The western corn rootworm, Diabrotica virgifera virgifera LeConte (Dvv) is a significant insect pest of maize in the United States (U.S.). This paper reviews the history of insecticide use in Dvv management programs, Dvv adaptation to insecticides, i.e., field-evolved resistance and associated mechanisms of resistance, plus the current role of insecticides in the transgenic era. In the western U.S. Corn Belt where continuous maize is commonly grown in large irrigated monocultures, broadcast-applied soil or foliar insecticides have been extensively used over time to manage annual densities of Dvv and other secondary insect pests. This has contributed to the sequential occurrence of Dvv resistance evolution to cyclodiene, organophosphate, carbamate, and pyrethroid insecticides since the 1950s. Mechanisms of resistance are complex, but both oxidative and hydrolytic metabolism contribute to organophosphate, carbamate, and pyrethroid resistance facilitating cross-resistance between insecticide classes. History shows that Dvv insecticide resistance can evolve quickly and may persist in field populations even in the absence of selection. This suggests minimal fitness costs associated with Dvv resistance. In the transgenic era, insecticides function primarily as complementary tools with other Dvv management tactics to manage annual Dvv densities/crop injury and resistance over time.

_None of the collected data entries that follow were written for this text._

PR #2258, opened 2026-03-27
ci: Use artifacts for semver label

nicklan:

We need to actually use artifacts to communicate state. We don't want the semver job to "fail" if it finds a breaking change, so this is the only way to communicate failure.

Can't

### DIFF
--- a/.github/workflows/semver-checks.yml
+++ b/.github/workflows/semver-checks.yml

Models of Diabrotica Populations: Demography, Population Genetics, Geographic Spread, and Management

Both Diabrotica virgifera virgifera LeConte and D. barberi Smith and Lawrence are among the most damaging insects impacting corn in North America. D. virgifera virgifera has also invaded Europe and has become an important pest in that region. Computer models have become an important tool for understanding the impact and spread of these important pests. Over the past 30 years, over 40 models have been published related to these pests. The focus of these models range from occupancy models (particularly for Europe), impact of climate change, range expansion, economics of pest management, phenology, to the evolution of resistance to toxins and crop rotation. All of these models share characteristics. We elaborate on the methods in which modelers have incorporated the biology of these pests, including density-dependence, movement, fecundity and overwintering mortality. We discuss the utility of both spatially-explicit, complex models and spatially-implicit, generational models and where each might be appropriate. We review resistance models that either explain past evolution to crop rotation, insecticides or insecticidal traits or attempt to predict the consequences of resistance management strategies.

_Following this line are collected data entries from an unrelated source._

PR #2260, opened 2026-03-27
feat: expose Protocol and Metadata as opaque FFI handle types

chiinlquah:

Adds `SharedProtocol` and `SharedMetadata` as first-class opaque FFI handle types, giving
FFI callers structured access to snapshot protocol and metadata fields.

Previously there was no way for FFI callers to access protocol versions, table features, or
core metadata fields (id, name, description, format provider, created time). This PR adds
the full surface via two new handle types and visitor-based accessors.

**New FFI functions:**

- `snapshot_get_protocol` / `free_protocol` -- acquire and release a protocol handle
- `visit_protocol(handle, ctx, visit_versions, visit_feature)` -- single-call visitor that
  reports `(minReaderVersion, minWriterVersion)` and iterates reader/writer feature names
  (skipped for legacy protocols)
- `snapshot_get_metadata` / `free_metadata` -- acquire and release a metadata handle
- `visit_metadata(handle, allocate_fn, ctx, visitor)` -- single-call visitor that reports
  id, name, description, format provider, and created time (strings allocated via caller's
  `allocate_fn`)

**Kernel change:**

Adds `Metadata::format_provider() -> &str` (gated behind `#[internal_api]`) since
`Metadata.format` is a private field with no existing accessor.

4 new `#[tokio::test]` cases in `ffi/src/lib.rs`:
- `test_visit_protocol_legacy` -- legacy protocol (minRV=1, minWV=2): verifies versions,
  confirms feature visitor is never called
- `test_visit_protocol_with_features` -- modern protocol (minRV=3, minWV=7) with
  columnMapping + rowTracking: verifies both reader and writer feature callbacks
- `test_visit_metadata_default` -- default metadata: id, null name/description, format
  provider, createdTime
- `test_visit_metadata_with_name` -- metadata with name set: id, name, createdTime

### DIFF
--- a/ffi/src/lib.rs
+++ b/ffi/src/lib.rs
@@ -1150,10 +1150,7 @@ pub unsafe extern "C" fn visit_metadata(
     let metadata = unsafe { metadata.as_ref() };
     let id_str = metadata.id();
     let id = kernel_string_slice!(id_str);
-    let name = metadata
-        .name()
-        .map(|s| kernel_string_slice!(s))
-        .into();
+    let name = metadata.name().map(|s| kernel_string_slice!(s)).into();
     let description = metadata
         .description()
         .map(|s| kernel_string_slice!(s))
--- a/kernel/src/actions/mod.rs
+++ b/kernel/src/actions/mod.rs
@@ -318,6 +318,7 @@ impl Metadata {
     }
 
     #[internal_api]
+    #[allow(dead_code)]
     pub(crate) fn format_provider(&self) -> &str {
         &self.format.provider
     }


ffi/src/lib.rs
```diff
@@ -900,36 +907,399 @@ pub unsafe extern "C" fn get_partition_columns(
...
-        });
+        .is_feature_supported(&feature)
+}
+
+/// Check whether row tracking is enabled for this snapshot (feature supported + not suspended).
+///
+/// # Safety
+/// Caller is responsible for providing a valid snapshot handle.
+#[no_mangle]
+pub unsafe extern "C" fn snapshot_is_row_tracking_enabled(
```
nicklan: I'm not quite clear on why we need all the below functions when we have `snapshot_is_feature_supported`.

I think let's start with just that, and we can add a more structured way to do it in the future?

ffi/src/lib.rs
```diff
@@ -900,36 +907,399 @@ pub unsafe extern "C" fn get_partition_columns(
...
+    let provider = snapshot.table_configuration().metadata().format_provider();
+    allocate_fn(kernel_string_slice!(provider))
+}
+
+/// Get the minimum reader version from this snapshot's protocol.
+///
+/// # Safety
+/// Caller is responsible for providing a valid snapshot handle.
+#[no_mangle]
+pub unsafe extern "C" fn snapshot_min_reader_version(snapshot: Handle<SharedSnapshot>) -> i32 {
```
nicklan: I'm not opposed to this in theory, but I'd want to understand what connector is needing to know this and why, and if we could provide that information some other way. Like maybe they want to know if a feature is supported, we already have that, they shouldn't do it via looking at the min versions.

ffi/src/lib.rs
```diff
@@ -1097,6 +1104,147 @@ pub unsafe extern "C" fn visit_metadata_configuration(
...
+    let id = metadata.id();
+    let id = allocate_fn(kernel_string_slice!(id));
+    let name = metadata
+        .name()
+        .and_then(|s| allocate_fn(kernel_string_slice!(s)));
+    let description = metadata
+        .description()
+        .and_then(|s| allocate_fn(kernel_string_slice!(s)));
+    let provider = metadata.format_provider();
+    let format_provider = allocate_fn(kernel_string_slice!(provider));
```
thinh2:
```suggestion
    let format_provider = allocate_fn(kernel_string_slice!(metadata.format_provider()));
```

ffi/src/lib.rs
```diff
@@ -1097,6 +1104,147 @@ pub unsafe extern "C" fn visit_metadata_configuration(
...
+        name: NullableCvoid,
+        description: NullableCvoid,
+        format_provider: NullableCvoid,
+        has_created_time: bool,
+        created_time_ms: i64,
+    ),
+) {
+    let metadata = unsafe { metadata.as_ref() };
+    let id = metadata.id();
+    let id = allocate_fn(kernel_string_slice!(id));
```
thinh2:
```suggestion
    let id = allocate_fn(kernel_string_slice!(metadata.id()));
```

ffi/src/lib.rs
```diff
@@ -1893,6 +2042,141 @@ mod tests {
         Ok(())
     }
 
+    // A modern (table-features) protocol + metadata commit for feature/config tests.
+    // Protocol: minReaderVersion=3, minWriterVersion=7 with columnMapping + rowTracking.
+    // Metadata: id set, name set, createdTime set, column mapping mode = "name".
+    const METADATA_WITH_FEATURES: &str = concat!(
```
thinh2: question: can we reuse the test_utils's METADATA string here?

ffi/src/lib.rs
```diff
@@ -1936,4 +2220,69 @@ mod tests {
...
+        let mut wf = state.writer_features.clone();
+        wf.sort();
+        assert_eq!(wf, vec!["columnMapping", "rowTracking"]);
+
+        unsafe { free_snapshot(snap) };
+        unsafe { free_engine(engine) };
+        Ok(())
+    }
+
+    // ── visit_metadata tests ──────────────────────────────────────────────────
```
thinh2: let's remove this line

ffi/src/lib.rs
chiinlquah: this doesnt work because kernel_string_slice! only accepts identifier and not expressions

ffi/src/lib.rs
chiinlquah: added one

thinh2 (approved):
looks good to me. Thank you!

ffi/src/lib.rs
```diff
@@ -1205,14 +1353,15 @@ mod tests {
     use delta_kernel::object_store::memory::InMemory;
     use delta_kernel::object_store::path::Path;
     use delta_kernel::object_store::ObjectStore;
+    use delta_kernel_ffi::ffi_test_utils::setup_snapshot;
```
nicklan: nit: move this up into the ` use crate::ffi_test_utils::{` block

kernel/src/actions/mod.rs
```diff
@@ -318,6 +318,12 @@ impl Metadata {
         &self.configuration
     }
 
+    #[internal_api]
+    #[allow(dead_code)]
```
nicklan, line 321: we use this right, so it's not dead?

ffi/src/lib.rs
```diff
@@ -1097,6 +1104,147 @@ pub unsafe extern "C" fn visit_metadata_configuration(
...
+#[no_mangle]
+pub unsafe extern "C" fn free_protocol(protocol: Handle<SharedProtocol>) {
+    protocol.drop_handle();
+}
+
+/// Visit all fields of the protocol in a single FFI call. The caller provides:
+/// - `visit_versions`: called once with `(context, min_reader_version, min_writer_version)`
+/// - `visit_feature`: called once per feature with `(context, is_reader, feature_name)`.
+///   `is_reader` is `true` for reader features, `false` for writer features.
+///   If the protocol uses legacy versioning (no explicit feature lists), neither callback fires
```
nicklan: not quite sure what you mean by "neither callback fires"? the `visit_versions` one will _always_ fire right, so maybe just: "If the protocol uses legacy versioning (no explicit feature lists), the `visit_feature` callback will not fire"

ffi/src/lib.rs
```diff
@@ -1097,6 +1104,147 @@ pub unsafe extern "C" fn visit_metadata_configuration(
             );
         });
 }
+// ── Protocol handle FFI ─────────────────────────────────────────────────────
```
nicklan: no box drawing chars please

ffi/src/lib.rs
```diff
@@ -1097,6 +1104,147 @@ pub unsafe extern "C" fn visit_metadata_configuration(
...
+/// - `has_created_time`: whether `created_time_ms` is meaningful
+/// - `created_time_ms`: milliseconds since epoch (only valid when `has_created_time` is true)
+///
+/// # Safety
+/// Caller is responsible for providing a valid metadata handle, a valid `allocate_fn`, a valid
+/// `context` pointer, and a valid `visit_metadata_fields` function pointer.
+#[no_mangle]
+pub unsafe extern "C" fn visit_metadata(
+    metadata: Handle<SharedMetadata>,
+    allocate_fn: AllocateStringFn,
```
nicklan: Why do we need this? Can't we just call with string slices into the visit function?

ffi/src/lib.rs
```diff
@@ -1936,4 +2209,67 @@ mod tests {
...
+        assert_eq!(
+            state.id.as_deref(),
+            Some("5fba94ed-9794-4965-ba6e-6ee3c0d22af9")
+        );
+        assert!(
+            state.name.is_none(),
+            "name should be None for default metadata"
+        );
+        assert!(
+            state.description.is_none(),
```
nicklan, line 2259: We should probably test when it isn't none as well

ffi/src/lib.rs
```diff
@@ -1936,4 +2209,67 @@ mod tests {
...
+            "description should be None for default metadata"
+        );
+        assert_eq!(state.format_provider.as_deref(), Some("parquet"));
+        assert!(state.has_created_time);
```
nicklan, line 2263: should we test when it's not set?

test-utils/src/lib.rs
```diff
@@ -108,6 +108,17 @@ pub const METADATA_WITH_TABLE_PROPERTIES: &str = r#"{"commitInfo":{"timestamp":1
 {"protocol":{"minReaderVersion":1,"minWriterVersion":2}}
 {"metaData":{"id":"5fba94ed-9794-4965-ba6e-6ee3c0d22af9","format":{"provider":"parquet","options":{}},"schemaString":"{\"type\":\"struct\",\"fields\":[{\"name\":\"id\",\"type\":\"integer\",\"nullable\":true,\"metadata\":{}},{\"name\":\"val\",\"type\":\"string\",\"nullable\":true,\"metadata\":{}}]}","partitionColumns":[],"configuration":{"delta.appendOnly":"true","custom.key":"custom_value"},"createdTime":1587968585495}}"#;
 
+/// Like [`METADATA`] but with table-features protocol (v3/v7) including columnMapping (reader)
+/// and columnMapping + rowTracking (writer). Metadata includes a table name and column mapping
+/// configuration.
+pub const METADATA_WITH_FEATURES: &str = concat!(
+    r#"{"commitInfo":{"timestamp":1587968586154,"operation":"WRITE","operationParameters":{},"isBlindAppend":true}}"#,
+    "\n",
+    r#"{"protocol":{"minReaderVersion":3,"minWriterVersion":7,"readerFeatures":["columnMapping"],"writerFeatures":["columnMapping","rowTracking"]}}"#,
```
nicklan: `rowTracking` requires `domainMetadata`, so we should have both or neither.

kernel/src/actions/mod.rs
chiinlquah: oops, this slipped in from previous iteration.

ffi/src/lib.rs
```diff
@@ -1097,6 +1104,152 @@ pub unsafe extern "C" fn visit_metadata_configuration(
...
+        has_created_time: bool,
+        created_time_ms: i64,
+    ),
+) {
+    let metadata = unsafe { metadata.as_ref() };
+    let id_str = metadata.id();
+    let id = kernel_string_slice!(id_str);
+    let name = metadata
+        .name()
+        .map(|s| kernel_string_slice!(s))
```
nicklan: oops, we can't do this. `s` will be freed after the map returns, leaving the pointer as dangling.

I ran into this with the catalog stuff and it's actually a bit tricky. You can see how I solved it [here](https://github.com/delta-io/delta-kernel-rs/blob/main/ffi/src/delta_kernel_unity_catalog.rs#L75). You can do the same here, but it's going to get a bit messier because there's four cases to handle since we have two optional values.

ffi/src/lib.rs
```diff
@@ -1936,4 +2224,113 @@ mod tests {
...
+    #[tokio::test]
+    async fn test_visit_metadata_with_name() -> Result<(), Box<dyn std::error::Error>> {
+        let (engine, snap) = setup_snapshot(METADATA_WITH_FEATURES.to_string()).await?;
+        let state = collect_metadata_state(&snap);
+
+        assert_eq!(
+            state.id.as_deref(),
+            Some("deadbeef-1234-5678-abcd-000000000000")
+        );
+        assert_eq!(state.name.as_deref(), Some("test_table"));
```
nicklan, line 2280: I think once CI runs we should see that miri flags this test as accessing a dangling pointer. LMK if it doesn't :)

ffi/src/lib.rs
chiinlquah: Isn't it ok here because s is the borrowed &str, pointing into the SharedMetadata: Arc<Metadata>'s String, so even when s gets dropped, only the fat pointer is dropped, the underlying data is still intact.

I believe in the catalog's case, the Option<ClientCommitInfo> was an owned type so it gets moves into the closure by value.

Also verified by running miri on the test but nothing was flagged.

kernel/src/actions/mod.rs
chiinlquah: Seems like - The dead code lint is per-crate -- when compiling delta_kernel, the compiler only sees callers within that crate. The FFI crate is a separate crate, so its usage doesn't count.

ffi/src/lib.rs
nicklan: Maybe? :) 

I think it's probably fine, but technically since the compiler can see that you don't access `name` again it _could_ move the string. The `Arc` points to the `Metadata`, so internally moving the `name` string wouldn't violate any contract. 

I can't imagine why that would happen though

Inheritance and Fitness Costs of Cry3Bb1 Resistance in Diapausing Field Strains of Western Corn Rootworm (Coleoptera: Chrysomelidae)

Field-evolved resistance to Cry3Bb1 corn by western corn rootworm, Diabrotica virgifera virgifera LeConte (Colleoptera: Chrysomellidae), has been reported in field populations in Iowa, Illinois, Nebraska, and Minnesota. Inheritance and fitness costs associated with Cry3Bb1 resistance have been determined for non-diapausing laboratory strains of western corn rootworm with either laboratory-selected resistance or field-derived resistance. However, information on inheritance and fitness costs of Cry3Bb1 resistance in the diapausing field populations is lacking. In this study, we determined the inheritance of Cry3Bb1 resistance for four diapausing field strains of western corn rootworm using plant-based bioassays. We also determined the fitness costs for eight diapausing field populations in a greenhouse experiment. We found that Cry3Bb1 resistance was an autosomal trait and that the inheritance of resistance was mostly non-recessive; however, there was some variation in the dominance of Cry3Bb1 resistance. We did not find evidence of fitness costs affecting survival to adulthood, developmental rate, or adult dry mass. However, we did detect a fitness cost affecting adult size. The results of this study will add to the current understanding of field-evolved resistance to Cry3Bb1 corn by western corn rootworm and help in developing better strategies to manage resistance.